====== SUPPLIED MATERIAL ======

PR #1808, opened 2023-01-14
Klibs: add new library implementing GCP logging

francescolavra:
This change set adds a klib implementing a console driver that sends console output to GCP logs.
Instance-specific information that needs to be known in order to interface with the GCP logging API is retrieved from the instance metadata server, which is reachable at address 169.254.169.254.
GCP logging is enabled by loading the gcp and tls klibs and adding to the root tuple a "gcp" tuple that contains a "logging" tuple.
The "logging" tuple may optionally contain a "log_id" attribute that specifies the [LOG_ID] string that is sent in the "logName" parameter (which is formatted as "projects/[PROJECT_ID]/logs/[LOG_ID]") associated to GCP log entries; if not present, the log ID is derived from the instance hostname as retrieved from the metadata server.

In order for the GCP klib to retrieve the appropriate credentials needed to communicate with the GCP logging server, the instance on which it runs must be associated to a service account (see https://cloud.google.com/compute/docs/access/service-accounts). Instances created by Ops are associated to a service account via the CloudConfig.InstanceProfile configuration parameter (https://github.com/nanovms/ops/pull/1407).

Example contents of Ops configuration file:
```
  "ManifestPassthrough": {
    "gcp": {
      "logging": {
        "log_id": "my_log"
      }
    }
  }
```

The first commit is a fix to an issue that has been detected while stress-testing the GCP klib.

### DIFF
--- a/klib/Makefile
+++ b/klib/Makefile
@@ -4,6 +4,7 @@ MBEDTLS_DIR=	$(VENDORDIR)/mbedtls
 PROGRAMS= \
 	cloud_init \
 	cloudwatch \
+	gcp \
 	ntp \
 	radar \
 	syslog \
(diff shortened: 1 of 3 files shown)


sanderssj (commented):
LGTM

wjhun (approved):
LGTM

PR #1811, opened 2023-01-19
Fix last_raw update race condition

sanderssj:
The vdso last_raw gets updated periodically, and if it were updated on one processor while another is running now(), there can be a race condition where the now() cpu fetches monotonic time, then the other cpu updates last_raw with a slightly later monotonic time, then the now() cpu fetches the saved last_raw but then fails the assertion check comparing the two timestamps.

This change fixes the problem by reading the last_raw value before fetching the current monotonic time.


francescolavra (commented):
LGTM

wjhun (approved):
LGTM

======

### WHAT YOU HAVE TO DO
Wherever the word "time" appears in the data, return the whole line.

### THE ANSWER
The vdso last_raw gets updated periodically, and if it were updated on one processor while another is running now(), there can be a race condition where the now() cpu fetches monotonic time, then the other cpu updates last_raw with a slightly later monotonic time, then the now() cpu fetches the saved last_raw but then fails the assertion check comparing the two timestamps.
This change fixes the problem by reading the last_raw value before fetching the current monotonic time.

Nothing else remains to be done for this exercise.